Entries provided: Begin
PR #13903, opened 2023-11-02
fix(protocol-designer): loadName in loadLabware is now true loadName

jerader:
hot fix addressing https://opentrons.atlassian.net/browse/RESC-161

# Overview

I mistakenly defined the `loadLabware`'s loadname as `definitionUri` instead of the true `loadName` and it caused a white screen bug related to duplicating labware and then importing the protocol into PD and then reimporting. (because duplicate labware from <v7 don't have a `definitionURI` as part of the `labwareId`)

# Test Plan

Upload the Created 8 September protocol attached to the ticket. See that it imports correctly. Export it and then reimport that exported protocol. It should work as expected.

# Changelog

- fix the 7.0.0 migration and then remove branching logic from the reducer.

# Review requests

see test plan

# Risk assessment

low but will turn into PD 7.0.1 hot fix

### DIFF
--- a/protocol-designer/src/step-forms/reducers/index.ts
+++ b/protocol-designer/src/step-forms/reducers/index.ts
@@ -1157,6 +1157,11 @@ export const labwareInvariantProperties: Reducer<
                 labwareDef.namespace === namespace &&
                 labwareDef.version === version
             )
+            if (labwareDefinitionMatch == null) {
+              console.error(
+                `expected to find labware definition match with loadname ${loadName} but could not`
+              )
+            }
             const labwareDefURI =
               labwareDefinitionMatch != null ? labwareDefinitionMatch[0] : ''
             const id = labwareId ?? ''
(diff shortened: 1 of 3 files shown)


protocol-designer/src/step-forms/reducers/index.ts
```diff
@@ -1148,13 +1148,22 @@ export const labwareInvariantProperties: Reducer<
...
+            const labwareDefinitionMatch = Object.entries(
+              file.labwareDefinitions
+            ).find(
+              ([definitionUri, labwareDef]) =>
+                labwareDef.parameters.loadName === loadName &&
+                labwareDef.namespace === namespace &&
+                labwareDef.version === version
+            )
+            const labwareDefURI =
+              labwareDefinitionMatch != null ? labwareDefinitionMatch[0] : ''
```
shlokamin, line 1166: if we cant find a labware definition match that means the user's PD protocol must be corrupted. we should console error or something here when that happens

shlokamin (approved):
Entries provided: End
Entries provided: Begin
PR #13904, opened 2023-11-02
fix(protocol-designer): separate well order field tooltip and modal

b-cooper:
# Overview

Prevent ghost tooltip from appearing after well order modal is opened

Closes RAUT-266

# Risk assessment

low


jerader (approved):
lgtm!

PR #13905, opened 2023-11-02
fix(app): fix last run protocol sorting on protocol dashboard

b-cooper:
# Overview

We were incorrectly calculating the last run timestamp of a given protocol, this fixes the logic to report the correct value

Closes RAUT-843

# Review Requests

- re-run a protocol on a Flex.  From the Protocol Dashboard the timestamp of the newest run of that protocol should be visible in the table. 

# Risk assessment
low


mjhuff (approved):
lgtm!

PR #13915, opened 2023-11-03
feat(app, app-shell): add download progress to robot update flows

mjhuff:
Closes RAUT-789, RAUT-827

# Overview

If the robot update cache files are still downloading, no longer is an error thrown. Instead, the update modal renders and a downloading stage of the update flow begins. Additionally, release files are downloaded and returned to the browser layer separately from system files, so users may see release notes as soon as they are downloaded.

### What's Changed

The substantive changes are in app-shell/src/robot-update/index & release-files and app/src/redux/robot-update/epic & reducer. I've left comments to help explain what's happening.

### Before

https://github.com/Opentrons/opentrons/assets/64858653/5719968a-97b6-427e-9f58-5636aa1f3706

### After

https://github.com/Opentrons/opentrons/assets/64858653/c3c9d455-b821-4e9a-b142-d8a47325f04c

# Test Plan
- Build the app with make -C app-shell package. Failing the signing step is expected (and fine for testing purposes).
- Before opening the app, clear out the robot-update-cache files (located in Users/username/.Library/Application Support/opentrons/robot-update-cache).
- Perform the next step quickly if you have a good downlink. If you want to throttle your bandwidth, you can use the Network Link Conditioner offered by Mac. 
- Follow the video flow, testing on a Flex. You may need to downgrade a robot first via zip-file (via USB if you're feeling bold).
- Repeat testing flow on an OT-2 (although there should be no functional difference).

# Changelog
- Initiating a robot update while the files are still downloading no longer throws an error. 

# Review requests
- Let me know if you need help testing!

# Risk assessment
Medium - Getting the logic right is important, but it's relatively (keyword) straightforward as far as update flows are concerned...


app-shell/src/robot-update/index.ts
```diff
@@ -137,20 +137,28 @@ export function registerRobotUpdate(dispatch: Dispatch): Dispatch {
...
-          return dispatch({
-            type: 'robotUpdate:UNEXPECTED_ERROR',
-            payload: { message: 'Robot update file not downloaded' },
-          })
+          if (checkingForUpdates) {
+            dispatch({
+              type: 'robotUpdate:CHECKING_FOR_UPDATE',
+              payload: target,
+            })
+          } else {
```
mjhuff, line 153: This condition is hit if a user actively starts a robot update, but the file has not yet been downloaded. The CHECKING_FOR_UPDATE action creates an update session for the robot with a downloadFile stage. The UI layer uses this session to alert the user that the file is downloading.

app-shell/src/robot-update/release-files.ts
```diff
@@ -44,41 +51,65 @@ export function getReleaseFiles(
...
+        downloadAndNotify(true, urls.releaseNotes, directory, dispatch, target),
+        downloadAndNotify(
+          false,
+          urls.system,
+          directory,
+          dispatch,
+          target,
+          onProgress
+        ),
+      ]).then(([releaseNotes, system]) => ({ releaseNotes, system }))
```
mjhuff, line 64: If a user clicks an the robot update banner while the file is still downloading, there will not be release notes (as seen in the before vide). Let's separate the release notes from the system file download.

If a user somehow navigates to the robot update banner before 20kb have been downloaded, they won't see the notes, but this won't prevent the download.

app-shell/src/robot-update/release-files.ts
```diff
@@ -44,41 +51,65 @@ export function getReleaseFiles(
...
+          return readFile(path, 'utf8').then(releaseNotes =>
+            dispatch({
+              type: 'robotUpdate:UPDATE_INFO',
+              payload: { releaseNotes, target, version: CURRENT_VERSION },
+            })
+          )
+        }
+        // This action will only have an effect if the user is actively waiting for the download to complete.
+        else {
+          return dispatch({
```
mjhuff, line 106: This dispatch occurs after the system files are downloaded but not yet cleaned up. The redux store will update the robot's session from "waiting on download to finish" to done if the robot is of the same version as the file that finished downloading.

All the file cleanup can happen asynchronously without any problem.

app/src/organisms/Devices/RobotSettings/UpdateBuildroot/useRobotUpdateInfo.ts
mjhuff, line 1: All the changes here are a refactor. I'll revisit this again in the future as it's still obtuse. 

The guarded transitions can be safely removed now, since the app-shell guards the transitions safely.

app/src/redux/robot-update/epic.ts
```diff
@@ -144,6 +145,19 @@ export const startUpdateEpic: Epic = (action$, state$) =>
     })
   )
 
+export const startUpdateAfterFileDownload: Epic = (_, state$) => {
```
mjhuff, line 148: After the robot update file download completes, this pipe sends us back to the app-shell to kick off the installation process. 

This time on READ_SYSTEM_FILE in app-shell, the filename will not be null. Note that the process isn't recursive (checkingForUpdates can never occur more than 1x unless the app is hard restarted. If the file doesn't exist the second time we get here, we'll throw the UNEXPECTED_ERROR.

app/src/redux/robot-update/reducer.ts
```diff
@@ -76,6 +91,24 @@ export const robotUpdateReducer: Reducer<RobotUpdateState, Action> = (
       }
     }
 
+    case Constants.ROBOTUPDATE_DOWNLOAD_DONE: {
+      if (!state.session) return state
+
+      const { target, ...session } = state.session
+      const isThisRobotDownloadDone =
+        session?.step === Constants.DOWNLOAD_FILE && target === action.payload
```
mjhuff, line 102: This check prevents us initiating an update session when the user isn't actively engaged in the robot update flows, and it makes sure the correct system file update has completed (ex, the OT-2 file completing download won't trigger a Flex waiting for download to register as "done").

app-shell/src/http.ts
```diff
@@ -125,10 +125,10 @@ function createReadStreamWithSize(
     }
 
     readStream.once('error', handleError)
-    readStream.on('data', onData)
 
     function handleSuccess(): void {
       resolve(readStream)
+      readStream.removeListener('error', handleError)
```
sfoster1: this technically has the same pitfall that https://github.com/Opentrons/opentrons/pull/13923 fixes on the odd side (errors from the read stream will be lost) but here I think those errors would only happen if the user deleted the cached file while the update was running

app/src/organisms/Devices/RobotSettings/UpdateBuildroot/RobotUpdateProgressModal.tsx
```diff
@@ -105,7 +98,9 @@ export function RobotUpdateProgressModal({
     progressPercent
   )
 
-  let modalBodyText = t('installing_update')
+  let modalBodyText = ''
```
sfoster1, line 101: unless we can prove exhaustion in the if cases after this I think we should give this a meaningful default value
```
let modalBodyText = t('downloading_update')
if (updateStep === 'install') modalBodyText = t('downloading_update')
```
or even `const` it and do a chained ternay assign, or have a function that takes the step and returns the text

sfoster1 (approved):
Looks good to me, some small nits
Entries provided: End
Entries provided: Begin
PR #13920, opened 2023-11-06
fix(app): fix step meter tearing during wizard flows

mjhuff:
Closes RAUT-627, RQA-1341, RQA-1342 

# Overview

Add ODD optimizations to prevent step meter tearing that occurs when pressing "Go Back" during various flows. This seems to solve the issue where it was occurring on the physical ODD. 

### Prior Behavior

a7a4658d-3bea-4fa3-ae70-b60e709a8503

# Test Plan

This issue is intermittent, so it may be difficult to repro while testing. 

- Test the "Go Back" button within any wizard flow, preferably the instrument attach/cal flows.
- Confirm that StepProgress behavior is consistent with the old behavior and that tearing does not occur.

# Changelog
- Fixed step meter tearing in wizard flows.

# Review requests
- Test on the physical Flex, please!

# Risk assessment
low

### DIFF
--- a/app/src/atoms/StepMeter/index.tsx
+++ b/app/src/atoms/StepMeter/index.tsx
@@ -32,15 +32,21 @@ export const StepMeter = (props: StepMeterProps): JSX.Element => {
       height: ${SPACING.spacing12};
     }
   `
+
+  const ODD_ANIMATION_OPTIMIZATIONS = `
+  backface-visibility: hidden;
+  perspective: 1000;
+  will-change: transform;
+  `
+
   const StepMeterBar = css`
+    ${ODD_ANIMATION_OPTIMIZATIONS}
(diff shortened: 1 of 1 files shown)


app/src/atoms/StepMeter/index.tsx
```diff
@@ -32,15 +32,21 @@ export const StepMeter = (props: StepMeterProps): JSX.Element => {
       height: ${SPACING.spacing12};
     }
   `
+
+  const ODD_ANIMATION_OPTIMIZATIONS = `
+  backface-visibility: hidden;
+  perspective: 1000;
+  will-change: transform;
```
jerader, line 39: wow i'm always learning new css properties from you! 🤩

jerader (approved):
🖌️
Entries provided: End
Copy out each line of the records above that includes "wizard".

Result for this exercise:
fix(app): fix step meter tearing during wizard flows
- Test the "Go Back" button within any wizard flow, preferably the instrument attach/cal flows.
- Fixed step meter tearing in wizard flows.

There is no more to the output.